Collected data entries

<<<<

Issue #444, opened 2024-11-09
Document minimum requirement


nabuskey:
We need to document the minimum machine spec need to use idpbuilder with core packages only.

```
  Resource           Requests     Limits
  --------           --------     ------
  cpu                1150m (14%)  100m (1%)
  memory             508Mi (1%)   390Mi (1%)
  ephemeral-storage  0 (0%)       0 (0%)
  hugepages-1Gi      0 (0%)       0 (0%)
  hugepages-2Mi      0 (0%)       0 (0%)
```

According to this, it should be 2 vCPUs and 1 GB memory. But realistically, it should have at least 4 vCPUs and 4 GB ram available to ensure whatever users deploy actually works.

PR #493, opened 2025-03-03
Add minimum requirements and private registry docs

squidboylan:
Addresses #444 and #393

Not sure if this is what we had in mind for the docs, if these should be moved elsewhere let me know

### DIFF
--- a/docs/minimum-requirements.md
+++ b/docs/minimum-requirements.md
@@ -1,0 +1,4 @@
+# Minimum Requirements
+
+The requirements for your cluster will depend on what it is running but we
+recommend a minimum of 4 CPU cores and 4GiB of RAM.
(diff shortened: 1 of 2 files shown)


punkwalker:
As of now we can keep it in the docs folder, we will rearrange it later. Also, do you think we should add a sample registry config like shown in #393 or a link to containerd registry config docs?

squidboylan:
> Also, do you think we should add a sample registry config like shown in https://github.com/cnoe-io/idpbuilder/issues/393 or a link to containerd registry config docs?

the file shown in that PR is actually the kind config and that is what the `--registry-config` templates out for users, there shouldn't need to be any other config. The only other thing users will need to do is create the registry config by doing a `docker login` or `podman login`.

punkwalker (approved):
LGTM 🚀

>>>>

▶ _Exercise instructions_
Look through the data above. Find each line with the string "hugepages" and copy it.

▶ _Written reply_
  hugepages-1Gi      0 (0%)       0 (0%)
  hugepages-2Mi      0 (0%)       0 (0%)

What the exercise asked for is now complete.